Added Cavender: “Their support is not likely to stop as this shift is seen as a must-win."
All the Chinese companies Nikkei Asian Review spoke with at CES agreed that Beijing will not ease back on its high-tech industrial development push. But those companies also said, with or without the government support, they will boost their in-house research and development efforts in a bid to reduce reliance on U.S. technology -- something that the Trump administration has often threatened to cut off.
An executive from a Shanghai-based auto company said that his firm has set up a research center in Silicon Valley shortly after the trade disputes emerged in March last year.
“Although we had this plan for a while, the trade war has motivated us to speed up the implementation,” the executive said. “The key technology of autonomous driving is at the hands of Americans and one can expect it would only become more difficult to access American technology in the future. So we have no choice but to develop our own technology.”
Meanwhile, Chinese companies have shored up the development of the domestic supply chain, either through direct investment or by increasing local purchases. The trend is particularly obvious in the chip industry, which was virtually non-existent in the country a few years ago but has now reached a scale of more than 1,000 companies according to some industry estimates.
“In the past, Chinese companies preferred to buy U.S. chips because they didn’t want to take risks of trying out domestic products. Now, they have realized they cannot survive and thrive without the co-existence of strong domestic suppliers,” said Xiang Jianjun, founder of the Chengdu Analog Circuit Technology which licenses chipmaking technology to Chinese factories.
Xiang said the turning point came last summer when a U.S. ban on doing business with ZTE put the Shenzhen-based telecom equipment manufacturing giant’s survival in question. Since then, many companies in China have begun searching for alternatives at home and steering more orders to domestic chipmakers. That, in turn, has driven the demand for his chipmaking license service to double last year.

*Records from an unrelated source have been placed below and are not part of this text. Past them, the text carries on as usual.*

PR #56, opened 2024-09-06
[HALT] feat: implement dedicated server notification setting bandwidth creation

arunvarghe:


internal/core/domain/dedicated_server/notification_setting_bandwidth.go
```diff
@@ -0,0 +1,58 @@
...
+	Id                  string
+	Frequency           string
+	LastCheckedAt       string
+	Threshold           string
+	ThresholdExceededAt string
+	Unit                string
+	Actions             Actions
+}
+
+type Actions []Action
```
alrayyes, line 14: This should be in a separate file. The same goes for `Action`

internal/core/domain/dedicated_server/notification_setting_bandwidth.go
```diff
@@ -0,0 +1,58 @@
...
+		LastCheckedAt:       lastCheckedAt,
+		Threshold:           threshold,
+		ThresholdExceededAt: thresholdExceededAt,
+		Unit:                unit,
+		Actions:             actions,
+	}
+}
+
+// NewCreateNotificationSettingBandwidth creates notification setting bandwidth with only all the supported fields.
+func NewCreateNotificationSettingBandwidth(
```
alrayyes, line 44: I don't understand what the point of this is. A `New` function should always return a struct and not a pointer to a struct.

internal/core/services/dedicated_server/service_test.go
```diff
@@ -183,3 +192,49 @@ func TestService_GetAllControlPanels(t *testing.T) {
 		},
 	)
 }
+
+func TestService_CreateNotificationSettingBandwidth(t *testing.T) {
+	t.Run(
+		"service passes back notification setting bandwidth from repository while creating a notification setting bandwidth",
```
alrayyes, line 198: imho it's best to keep these descriptions succinct. We already know which service we're testing here and that we're testing `create`. It's better for the description to be something like `passed back notificationSetting from repository`.

internal/core/services/dedicated_server/service_test.go
```diff
@@ -183,3 +192,49 @@ func TestService_GetAllControlPanels(t *testing.T) {
...
+				ServerId:  "12345",
+				Frequency: "DAILY",
+				Threshold: "1",
+				Unit:      "Gbps",
+			}
+			spy := repositorySpy{notificationSettingBandwidth: &want}
+			service := New(&spy)
+			got, err := service.CreateNotificationSettingBandwidth(want, context.TODO())
+
+			assert.Equal(t, &want, got)
```
alrayyes, line 211: I would switch this around so it's easier to understand: `assert.Equal(t, want, *got)`.

internal/core/services/dedicated_server/service_test.go
```diff
@@ -183,3 +192,49 @@ func TestService_GetAllControlPanels(t *testing.T) {
...
+			assert.Nil(t, err)
+		},
+	)
+
+	t.Run(
+		"error from repository CreateNotificationSettingBandwidth bubbles up while creating a notification setting bandwidth",
```
alrayyes, line 217: Same here, succinct is better imho.

internal/core/shared/enum/notification_setting_bandwidth_frequency.go
```diff
@@ -0,0 +1,31 @@
...
+
+func (f NotificationSettingBandwidthFrequency) String() string {
+	return string(f)
+}
+
+func (f NotificationSettingBandwidthFrequency) Values() []string {
+	return enum_utils.ConvertStringEnumToValues(notificationSettingBandwidthFrequencyValues)
+}
+
+const (
```
alrayyes, line 17: Nice!

internal/core/domain/dedicated_server/notification_setting_bandwidth.go
alrayyes: Now I see what you want to do here :-). it's better to implement an optional struct for optional fields. See `Instance` domain entity for an example. So the code would look something like:

```go
type Action struct {
RequiredField1 string
RequiredField2 int
OptionalField1 *string
OptionalField2 *int
}

type Optional struct {
OptionalField1 *string
OptionalField2 *int
}


func NewAction(requiredField1 string, requiredField2 int, optional Optional) Action {
action := Action{
RequiredField1: requiredField1,
RequiredField2: requiredField2,
}

if optional.OptionalField1 != nil {
action.OptionalField1 = optional.OptionalField1
}

if optional.OptionalField2 != nil {
action.OptionalField2 = optional.OptionalField2
}

return action
}

```

internal/facades/dedicated_server/data_adapters/to_domain_entity/adapter_test.go
```diff
@@ -0,0 +1,26 @@
...
+
+import (
+	"github.com/hashicorp/terraform-plugin-framework/types/basetypes"
+	"github.com/leaseweb/terraform-provider-leaseweb/internal/provider/resources/dedicated_server/model"
+	"github.com/stretchr/testify/assert"
+	"testing"
+)
+
+func TestAdaptToCreateNotificationSettingBandwidthOpts(t *testing.T) {
+	t.Run("required values are set", func(t *testing.T) {
```
alrayyes, line 11: Missing test for optional fields.

internal/provider/resources/dedicated_server/notification_setting_bandwidth/delete.go
```diff
@@ -0,0 +1,13 @@
+package notification_setting_bandwidth
+
+import (
+	"context"
+	"github.com/hashicorp/terraform-plugin-framework/resource"
+)
+
+func (n *notificationSettingBandwidthResource) Delete(
```
alrayyes, line 8: Is delete doing nothing a feature or are you just doing this because the interface is telling you to?

internal/provider/resources/dedicated_server/notification_setting_bandwidth/read.go
```diff
@@ -0,0 +1,13 @@
...
+import (
+	"context"
+	"github.com/hashicorp/terraform-plugin-framework/resource"
+)
+
+func (n *notificationSettingBandwidthResource) Read(
+	ctx context.Context,
+	req resource.ReadRequest,
+	resp *resource.ReadResponse,
+) {
```
alrayyes, line 12: Same question as Delete

internal/provider/resources/dedicated_server/notification_setting_bandwidth/schema.go
```diff
@@ -0,0 +1,74 @@
...
+				Description: "The notification setting bandwidth unique identifier",
+				PlanModifiers: []planmodifier.String{
+					stringplanmodifier.UseStateForUnknown(),
+				},
+			},
+			"frequency": schema.StringAttribute{
+				Required:    true,
+				Description: "The notification frequency. Valid options can be *DAILY* or *WEEKLY* or *MONTHLY*.",
+				Validators: []validator.String{
+					stringvalidator.OneOf(facade.GetFrequencies()...),
```
alrayyes, line 38: Nice!

internal/provider/resources/dedicated_server/notification_setting_bandwidth/update.go
```diff
@@ -0,0 +1,13 @@
+package notification_setting_bandwidth
+
+import (
+	"context"
+	"github.com/hashicorp/terraform-plugin-framework/resource"
+)
+
+func (n *notificationSettingBandwidthResource) Update(
```
alrayyes, line 8: Same question as Delete/Read :p

internal/provider/resources/dedicated_server/notification_setting_bandwidth/validator/greater_than_zero_validator.go
```diff
@@ -0,0 +1,36 @@
...
+
+import (
+	"context"
+	"fmt"
+	"github.com/hashicorp/terraform-plugin-framework/schema/validator"
+	"strconv"
+)
+
+// GreaterThanZeroValidator ensures that the given value is greater than zero.
+type GreaterThanZeroValidator struct{}
```
alrayyes, line 11: I'm pretty sure there's already a built in terraform validator with the same functionality that you can use.

alrayyes: Oooohhh, because it's a string. Nevermind, good work!

internal/provider/resources/dedicated_server/notification_setting_bandwidth/validator/greater_than_zero_validator_test.go
```diff
@@ -0,0 +1,64 @@
...
+	"context"
+	"testing"
+
+	schemaValidator "github.com/hashicorp/terraform-plugin-framework/schema/validator"
+	"github.com/hashicorp/terraform-plugin-framework/types/basetypes"
+	"github.com/stretchr/testify/assert"
+)
+
+func TestGreaterThanZeroValidator_ValidateString(t *testing.T) {
+	t.Run("does not set errors if the value is greater than 0", func(t *testing.T) {
```
alrayyes, line 13: I like these tests!

alrayyes (changes requested):
Good stuff! A few small comments.

internal/provider/resources/dedicated_server/notification_setting_bandwidth/delete.go
arunvarghe: Yes, right!!, As we discussed in last refinement, will do delete, read and update as different story

internal/provider/resources/dedicated_server/notification_setting_bandwidth/read.go
arunvarghe: Yes, right!!, I just did this because the interface makes it mandatory. As we discussed in the last refinement, will do delete, read and update as different story

internal/provider/resources/dedicated_server/notification_setting_bandwidth/update.go
arunvarghe: Yes, right!!, I just did this because the interface makes it mandatory. As we discussed in the last refinement, will do delete, read and update as different story

internal/provider/resources/dedicated_server/notification_setting_bandwidth/delete.go
alrayyes: Ok. I could be wrong but I'm pretty sure that there are other interfaces you can implement where `Delete` isn't mandatory. Correct me if i'm wrong.

internal/repositories/dedicated_server_repository/data_adapters/to_domain_entity/value_adapters_test.go
```diff
@@ -0,0 +1,23 @@
+package to_domain_entity
+
+import (
+	"github.com/leaseweb/leaseweb-go-sdk/dedicatedServer"
+	"github.com/stretchr/testify/assert"
+	"testing"
+)
+
+func TestAdaptNullableStringToValue(t *testing.T) {
```
alrayyes, line 9: I would also add an `ExampleAdaptNullableStringToValue` test here as this function is exported and meant to be re used.

alrayyes (changes requested):
Still a few things. Could you please see if there's maybe an interfaces that just expects `Create` to exist. If not the functions that need to be implemented should have `fatal` in them so they don't silently fail imho.

examples/resources/leaseweb_dedicated_server_notification_setting_bandwidth/resource.tf
```diff
@@ -0,0 +1,7 @@
+# Manage example Dedicated Server Notification Setting Bandwidth
+resource "leaseweb_dedicated_server_notification_setting_bandwidth" "example" {
+  server_id = "1234567"
+  frequency = "DAILY"
+  threshold = "1"
+  unit      = "Gbps"
```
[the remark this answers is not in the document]
alrayyes: If these are already enums please feel free to ignore my comments. Are they also set as enums in the api specifications?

Some Chinese high-tech companies are also rushing to produce their own chips. Earlier this month, Huawei Technologies, the world’s biggest telecom equipment maker and a frequent target of the U.S. government, introduced a new core processor used in data center servers as an alternative to Intel’s chipset. And the country’s e-commerce titan Alibaba Group Holdings is due to start manufacturing its first self-developed AI chips in the second of this year.
“China is very good at commoditizing technologies,” said Chris Dong, global research director at technology advisory firm IDC China. “In some cases, China is great in leveraging worldwide open source foundations to create super strong things,” Dong said, citing Huawei’s full line of internally designed AI chips as one example.
Shen Qiang, a founding partner of Beijing-based Jiangmen venture capital firm which invests in both Chinese and American high-tech startups, said that Chinese companies can perform as well as their American counterparts in certain areas such as smart devices.
The country has still lagged far behind the U.S. in more sophisticated technologies such as self-driving cars and AI, Shen said. However, a slow start did not mean losing the race, he added.
“China had dreamed about developing high-speed railway technology since its debut, but it took us so many years to get there. But once we get there, look at where we are now,” he said.